**Data to examine:**
━━━━━━━━
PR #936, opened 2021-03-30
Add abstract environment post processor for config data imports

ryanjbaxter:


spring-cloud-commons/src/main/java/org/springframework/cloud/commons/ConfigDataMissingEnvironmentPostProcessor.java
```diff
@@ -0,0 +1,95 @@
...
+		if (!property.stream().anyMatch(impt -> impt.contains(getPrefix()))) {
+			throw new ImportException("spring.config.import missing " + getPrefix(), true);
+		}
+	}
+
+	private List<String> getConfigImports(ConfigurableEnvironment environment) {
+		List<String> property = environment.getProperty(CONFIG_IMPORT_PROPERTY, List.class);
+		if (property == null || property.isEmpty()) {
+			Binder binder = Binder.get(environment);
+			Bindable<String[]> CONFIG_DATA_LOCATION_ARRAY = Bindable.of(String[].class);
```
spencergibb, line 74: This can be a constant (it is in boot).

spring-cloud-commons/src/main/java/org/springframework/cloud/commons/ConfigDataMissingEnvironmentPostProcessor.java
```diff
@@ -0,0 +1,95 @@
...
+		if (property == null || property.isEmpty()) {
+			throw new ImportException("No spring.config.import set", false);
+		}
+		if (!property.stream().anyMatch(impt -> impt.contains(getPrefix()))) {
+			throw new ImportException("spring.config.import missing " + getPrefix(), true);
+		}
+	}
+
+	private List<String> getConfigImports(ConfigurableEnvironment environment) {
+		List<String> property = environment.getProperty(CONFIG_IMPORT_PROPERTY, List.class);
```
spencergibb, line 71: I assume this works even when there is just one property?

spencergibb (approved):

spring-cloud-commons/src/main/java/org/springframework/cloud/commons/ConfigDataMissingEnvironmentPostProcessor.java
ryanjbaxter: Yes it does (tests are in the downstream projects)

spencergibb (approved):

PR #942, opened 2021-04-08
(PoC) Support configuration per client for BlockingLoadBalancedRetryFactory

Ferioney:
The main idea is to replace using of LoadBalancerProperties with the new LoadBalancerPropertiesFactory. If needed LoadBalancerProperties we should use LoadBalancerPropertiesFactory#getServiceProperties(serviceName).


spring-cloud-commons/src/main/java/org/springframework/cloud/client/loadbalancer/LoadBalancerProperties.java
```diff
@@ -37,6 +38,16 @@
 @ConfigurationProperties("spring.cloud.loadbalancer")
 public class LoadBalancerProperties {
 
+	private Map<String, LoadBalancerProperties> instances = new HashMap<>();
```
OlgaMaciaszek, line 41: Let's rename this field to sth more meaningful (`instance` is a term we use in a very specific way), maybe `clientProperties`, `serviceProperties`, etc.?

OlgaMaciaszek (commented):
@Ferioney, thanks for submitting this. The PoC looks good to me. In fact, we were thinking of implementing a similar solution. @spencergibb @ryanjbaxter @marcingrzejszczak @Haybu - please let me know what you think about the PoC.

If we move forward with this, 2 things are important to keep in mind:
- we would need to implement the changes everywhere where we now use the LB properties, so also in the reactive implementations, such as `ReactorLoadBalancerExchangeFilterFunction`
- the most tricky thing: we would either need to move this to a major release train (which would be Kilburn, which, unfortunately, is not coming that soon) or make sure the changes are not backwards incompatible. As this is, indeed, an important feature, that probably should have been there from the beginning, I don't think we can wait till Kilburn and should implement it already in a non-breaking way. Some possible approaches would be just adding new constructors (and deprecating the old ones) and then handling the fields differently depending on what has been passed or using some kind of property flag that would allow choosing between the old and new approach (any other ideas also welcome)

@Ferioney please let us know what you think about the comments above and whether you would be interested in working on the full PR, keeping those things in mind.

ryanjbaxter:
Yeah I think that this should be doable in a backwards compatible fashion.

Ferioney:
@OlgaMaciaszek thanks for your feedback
━━━━━━━━
**Exercise requirements:**
Only a number is wanted here: the tally of lines in the entries that include the word "things".

**Answer space:**
2